----- Stored data
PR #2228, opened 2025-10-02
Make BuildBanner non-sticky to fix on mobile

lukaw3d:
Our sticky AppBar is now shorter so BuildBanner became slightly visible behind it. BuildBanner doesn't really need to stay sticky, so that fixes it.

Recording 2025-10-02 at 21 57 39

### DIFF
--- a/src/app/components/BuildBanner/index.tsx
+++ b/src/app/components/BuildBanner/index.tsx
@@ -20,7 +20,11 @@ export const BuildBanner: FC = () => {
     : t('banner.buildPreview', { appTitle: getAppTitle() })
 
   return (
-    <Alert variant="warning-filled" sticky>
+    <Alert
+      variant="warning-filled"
----------
→ **What is expected**: When a line above contains the string "Alert", copy that line.

→ **Finished exercise**:
-    <Alert variant="warning-filled" sticky>
+    <Alert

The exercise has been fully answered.